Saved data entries
- - - - - - -

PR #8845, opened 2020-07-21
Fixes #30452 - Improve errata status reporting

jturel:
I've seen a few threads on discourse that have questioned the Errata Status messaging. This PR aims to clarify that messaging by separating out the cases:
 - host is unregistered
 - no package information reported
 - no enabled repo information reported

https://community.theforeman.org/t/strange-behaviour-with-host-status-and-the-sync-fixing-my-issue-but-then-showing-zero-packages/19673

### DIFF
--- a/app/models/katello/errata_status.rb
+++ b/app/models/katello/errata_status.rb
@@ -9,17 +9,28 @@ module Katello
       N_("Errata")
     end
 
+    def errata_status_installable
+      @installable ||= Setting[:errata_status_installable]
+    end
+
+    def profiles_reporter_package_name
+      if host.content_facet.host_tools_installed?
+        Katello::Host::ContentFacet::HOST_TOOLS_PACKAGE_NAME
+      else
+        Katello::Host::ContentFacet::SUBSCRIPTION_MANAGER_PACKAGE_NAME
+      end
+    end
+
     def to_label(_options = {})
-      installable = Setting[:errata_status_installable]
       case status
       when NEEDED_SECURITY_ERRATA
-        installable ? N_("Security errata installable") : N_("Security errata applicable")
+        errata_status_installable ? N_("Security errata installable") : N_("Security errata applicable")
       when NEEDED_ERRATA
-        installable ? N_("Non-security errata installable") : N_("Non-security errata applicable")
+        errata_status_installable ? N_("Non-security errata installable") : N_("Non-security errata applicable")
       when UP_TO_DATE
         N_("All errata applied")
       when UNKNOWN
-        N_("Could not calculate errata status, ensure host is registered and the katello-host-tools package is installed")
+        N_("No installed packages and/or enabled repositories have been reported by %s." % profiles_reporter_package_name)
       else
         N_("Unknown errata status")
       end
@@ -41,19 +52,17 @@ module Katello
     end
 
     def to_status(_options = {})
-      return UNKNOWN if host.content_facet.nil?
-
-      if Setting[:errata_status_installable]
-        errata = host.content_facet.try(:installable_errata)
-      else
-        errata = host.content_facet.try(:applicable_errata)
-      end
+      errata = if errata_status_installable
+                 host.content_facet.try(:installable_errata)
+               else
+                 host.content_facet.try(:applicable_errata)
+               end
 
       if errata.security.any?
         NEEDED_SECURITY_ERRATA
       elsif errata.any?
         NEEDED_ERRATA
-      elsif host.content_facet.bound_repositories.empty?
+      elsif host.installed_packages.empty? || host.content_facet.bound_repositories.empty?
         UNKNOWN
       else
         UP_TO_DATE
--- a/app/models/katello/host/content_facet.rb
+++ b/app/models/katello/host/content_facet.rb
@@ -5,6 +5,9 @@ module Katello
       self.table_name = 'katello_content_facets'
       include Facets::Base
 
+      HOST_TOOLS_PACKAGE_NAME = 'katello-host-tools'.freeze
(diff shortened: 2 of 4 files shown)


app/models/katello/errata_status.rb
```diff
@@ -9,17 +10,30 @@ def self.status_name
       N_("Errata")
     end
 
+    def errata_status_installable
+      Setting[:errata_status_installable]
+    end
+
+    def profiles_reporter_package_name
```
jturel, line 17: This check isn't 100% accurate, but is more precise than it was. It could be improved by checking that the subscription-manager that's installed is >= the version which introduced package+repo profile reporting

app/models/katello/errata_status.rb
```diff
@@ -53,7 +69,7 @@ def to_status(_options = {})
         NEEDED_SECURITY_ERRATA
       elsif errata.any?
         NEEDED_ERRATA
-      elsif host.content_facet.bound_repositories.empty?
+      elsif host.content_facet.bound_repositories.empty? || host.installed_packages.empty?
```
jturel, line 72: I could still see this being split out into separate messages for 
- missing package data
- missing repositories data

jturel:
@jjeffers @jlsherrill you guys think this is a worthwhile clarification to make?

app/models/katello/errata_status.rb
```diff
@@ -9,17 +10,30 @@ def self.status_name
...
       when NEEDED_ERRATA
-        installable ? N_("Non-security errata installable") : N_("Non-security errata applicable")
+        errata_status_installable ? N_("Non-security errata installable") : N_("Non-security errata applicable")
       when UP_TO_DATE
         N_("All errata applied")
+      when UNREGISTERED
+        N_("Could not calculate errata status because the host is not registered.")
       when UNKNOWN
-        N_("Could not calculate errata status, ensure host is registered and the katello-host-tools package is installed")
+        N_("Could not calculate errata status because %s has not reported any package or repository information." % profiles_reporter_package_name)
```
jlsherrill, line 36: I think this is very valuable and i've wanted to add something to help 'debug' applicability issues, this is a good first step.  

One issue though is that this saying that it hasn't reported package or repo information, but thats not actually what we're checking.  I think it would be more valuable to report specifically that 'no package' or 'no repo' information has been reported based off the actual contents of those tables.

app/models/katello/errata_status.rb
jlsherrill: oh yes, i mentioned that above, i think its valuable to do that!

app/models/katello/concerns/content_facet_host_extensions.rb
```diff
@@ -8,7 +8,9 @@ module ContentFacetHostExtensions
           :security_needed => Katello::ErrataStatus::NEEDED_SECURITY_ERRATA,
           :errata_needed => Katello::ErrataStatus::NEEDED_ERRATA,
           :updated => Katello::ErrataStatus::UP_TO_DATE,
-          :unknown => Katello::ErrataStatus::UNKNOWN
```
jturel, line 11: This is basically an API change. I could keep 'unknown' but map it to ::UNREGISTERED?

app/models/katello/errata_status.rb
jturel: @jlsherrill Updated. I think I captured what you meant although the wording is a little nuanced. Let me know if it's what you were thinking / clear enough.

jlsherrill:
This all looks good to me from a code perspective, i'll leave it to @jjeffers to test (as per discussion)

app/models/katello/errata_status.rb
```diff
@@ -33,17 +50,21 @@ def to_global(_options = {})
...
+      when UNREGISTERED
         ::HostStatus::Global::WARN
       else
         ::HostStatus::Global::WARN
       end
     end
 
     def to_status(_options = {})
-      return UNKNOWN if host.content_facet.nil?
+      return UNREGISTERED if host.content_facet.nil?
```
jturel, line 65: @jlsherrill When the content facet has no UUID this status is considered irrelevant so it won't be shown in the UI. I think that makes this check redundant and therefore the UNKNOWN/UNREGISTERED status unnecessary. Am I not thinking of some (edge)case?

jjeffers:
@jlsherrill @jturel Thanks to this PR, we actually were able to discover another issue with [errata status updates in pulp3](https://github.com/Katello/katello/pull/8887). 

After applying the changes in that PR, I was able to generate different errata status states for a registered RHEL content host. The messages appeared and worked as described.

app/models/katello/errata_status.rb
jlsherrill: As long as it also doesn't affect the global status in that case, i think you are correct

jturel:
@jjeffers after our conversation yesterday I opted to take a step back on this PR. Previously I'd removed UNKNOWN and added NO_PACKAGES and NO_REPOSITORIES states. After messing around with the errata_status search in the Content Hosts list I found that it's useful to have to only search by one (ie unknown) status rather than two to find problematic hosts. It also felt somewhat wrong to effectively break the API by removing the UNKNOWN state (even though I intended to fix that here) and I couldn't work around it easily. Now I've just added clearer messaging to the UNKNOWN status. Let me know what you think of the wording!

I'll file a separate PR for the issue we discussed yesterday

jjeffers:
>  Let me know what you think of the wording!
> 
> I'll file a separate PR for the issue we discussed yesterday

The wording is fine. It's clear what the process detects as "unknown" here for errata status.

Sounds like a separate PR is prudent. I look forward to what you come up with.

- - - - - - -

WHAT IS NEEDED: Reprint every entry exactly.

TASK ANSWER:
PR #8845, opened 2020-07-21
Fixes #30452 - Improve errata status reporting

jturel:
I've seen a few threads on discourse that have questioned the Errata Status messaging. This PR aims to clarify that messaging by separating out the cases:
 - host is unregistered
 - no package information reported
 - no enabled repo information reported

https://community.theforeman.org/t/strange-behaviour-with-host-status-and-the-sync-fixing-my-issue-but-then-showing-zero-packages/19673

### DIFF
--- a/app/models/katello/errata_status.rb
+++ b/app/models/katello/errata_status.rb
@@ -9,17 +9,28 @@ module Katello
       N_("Errata")
     end
 
+    def errata_status_installable
+      @installable ||= Setting[:errata_status_installable]
+    end
+
+    def profiles_reporter_package_name
+      if host.content_facet.host_tools_installed?
+        Katello::Host::ContentFacet::HOST_TOOLS_PACKAGE_NAME
+      else
+        Katello::Host::ContentFacet::SUBSCRIPTION_MANAGER_PACKAGE_NAME
+      end
+    end
+
     def to_label(_options = {})
-      installable = Setting[:errata_status_installable]
       case status
       when NEEDED_SECURITY_ERRATA
-        installable ? N_("Security errata installable") : N_("Security errata applicable")
+        errata_status_installable ? N_("Security errata installable") : N_("Security errata applicable")
       when NEEDED_ERRATA
-        installable ? N_("Non-security errata installable") : N_("Non-security errata applicable")
+        errata_status_installable ? N_("Non-security errata installable") : N_("Non-security errata applicable")
       when UP_TO_DATE
         N_("All errata applied")
       when UNKNOWN
-        N_("Could not calculate errata status, ensure host is registered and the katello-host-tools package is installed")
+        N_("No installed packages and/or enabled repositories have been reported by %s." % profiles_reporter_package_name)
       else
         N_("Unknown errata status")
       end
@@ -41,19 +52,17 @@ module Katello
     end
 
     def to_status(_options = {})
-      return UNKNOWN if host.content_facet.nil?
-
-      if Setting[:errata_status_installable]
-        errata = host.content_facet.try(:installable_errata)
-      else
-        errata = host.content_facet.try(:applicable_errata)
-      end
+      errata = if errata_status_installable
+                 host.content_facet.try(:installable_errata)
+               else
+                 host.content_facet.try(:applicable_errata)
+               end
 
       if errata.security.any?
         NEEDED_SECURITY_ERRATA
       elsif errata.any?
         NEEDED_ERRATA
-      elsif host.content_facet.bound_repositories.empty?
+      elsif host.installed_packages.empty? || host.content_facet.bound_repositories.empty?
         UNKNOWN
       else
         UP_TO_DATE
--- a/app/models/katello/host/content_facet.rb
+++ b/app/models/katello/host/content_facet.rb
@@ -5,6 +5,9 @@ module Katello
       self.table_name = 'katello_content_facets'
       include Facets::Base
 
+      HOST_TOOLS_PACKAGE_NAME = 'katello-host-tools'.freeze
(diff shortened: 2 of 4 files shown)


app/models/katello/errata_status.rb
```diff
@@ -9,17 +10,30 @@ def self.status_name
       N_("Errata")
     end
 
+    def errata_status_installable
+      Setting[:errata_status_installable]
+    end
+
+    def profiles_reporter_package_name
```
jturel, line 17: This check isn't 100% accurate, but is more precise than it was. It could be improved by checking that the subscription-manager that's installed is >= the version which introduced package+repo profile reporting

app/models/katello/errata_status.rb
```diff
@@ -53,7 +69,7 @@ def to_status(_options = {})
         NEEDED_SECURITY_ERRATA
       elsif errata.any?
         NEEDED_ERRATA
-      elsif host.content_facet.bound_repositories.empty?
+      elsif host.content_facet.bound_repositories.empty? || host.installed_packages.empty?
```
jturel, line 72: I could still see this being split out into separate messages for 
- missing package data
- missing repositories data

jturel:
@jjeffers @jlsherrill you guys think this is a worthwhile clarification to make?

app/models/katello/errata_status.rb
```diff
@@ -9,17 +10,30 @@ def self.status_name
...
       when NEEDED_ERRATA
-        installable ? N_("Non-security errata installable") : N_("Non-security errata applicable")
+        errata_status_installable ? N_("Non-security errata installable") : N_("Non-security errata applicable")
       when UP_TO_DATE
         N_("All errata applied")
+      when UNREGISTERED
+        N_("Could not calculate errata status because the host is not registered.")
       when UNKNOWN
-        N_("Could not calculate errata status, ensure host is registered and the katello-host-tools package is installed")
+        N_("Could not calculate errata status because %s has not reported any package or repository information." % profiles_reporter_package_name)
```
jlsherrill, line 36: I think this is very valuable and i've wanted to add something to help 'debug' applicability issues, this is a good first step.  

One issue though is that this saying that it hasn't reported package or repo information, but thats not actually what we're checking.  I think it would be more valuable to report specifically that 'no package' or 'no repo' information has been reported based off the actual contents of those tables.

app/models/katello/errata_status.rb
jlsherrill: oh yes, i mentioned that above, i think its valuable to do that!

app/models/katello/concerns/content_facet_host_extensions.rb
```diff
@@ -8,7 +8,9 @@ module ContentFacetHostExtensions
           :security_needed => Katello::ErrataStatus::NEEDED_SECURITY_ERRATA,
           :errata_needed => Katello::ErrataStatus::NEEDED_ERRATA,
           :updated => Katello::ErrataStatus::UP_TO_DATE,
-          :unknown => Katello::ErrataStatus::UNKNOWN
```
jturel, line 11: This is basically an API change. I could keep 'unknown' but map it to ::UNREGISTERED?

app/models/katello/errata_status.rb
jturel: @jlsherrill Updated. I think I captured what you meant although the wording is a little nuanced. Let me know if it's what you were thinking / clear enough.

jlsherrill:
This all looks good to me from a code perspective, i'll leave it to @jjeffers to test (as per discussion)

app/models/katello/errata_status.rb
```diff
@@ -33,17 +50,21 @@ def to_global(_options = {})
...
+      when UNREGISTERED
         ::HostStatus::Global::WARN
       else
         ::HostStatus::Global::WARN
       end
     end
 
     def to_status(_options = {})
-      return UNKNOWN if host.content_facet.nil?
+      return UNREGISTERED if host.content_facet.nil?
```
jturel, line 65: @jlsherrill When the content facet has no UUID this status is considered irrelevant so it won't be shown in the UI. I think that makes this check redundant and therefore the UNKNOWN/UNREGISTERED status unnecessary. Am I not thinking of some (edge)case?

jjeffers:
@jlsherrill @jturel Thanks to this PR, we actually were able to discover another issue with [errata status updates in pulp3](https://github.com/Katello/katello/pull/8887). 

After applying the changes in that PR, I was able to generate different errata status states for a registered RHEL content host. The messages appeared and worked as described.

app/models/katello/errata_status.rb
jlsherrill: As long as it also doesn't affect the global status in that case, i think you are correct

jturel:
@jjeffers after our conversation yesterday I opted to take a step back on this PR. Previously I'd removed UNKNOWN and added NO_PACKAGES and NO_REPOSITORIES states. After messing around with the errata_status search in the Content Hosts list I found that it's useful to have to only search by one (ie unknown) status rather than two to find problematic hosts. It also felt somewhat wrong to effectively break the API by removing the UNKNOWN state (even though I intended to fix that here) and I couldn't work around it easily. Now I've just added clearer messaging to the UNKNOWN status. Let me know what you think of the wording!

I'll file a separate PR for the issue we discussed yesterday

jjeffers:
>  Let me know what you think of the wording!
> 
> I'll file a separate PR for the issue we discussed yesterday

The wording is fine. It's clear what the process detects as "unknown" here for errata status.

Sounds like a separate PR is prudent. I look forward to what you come up with.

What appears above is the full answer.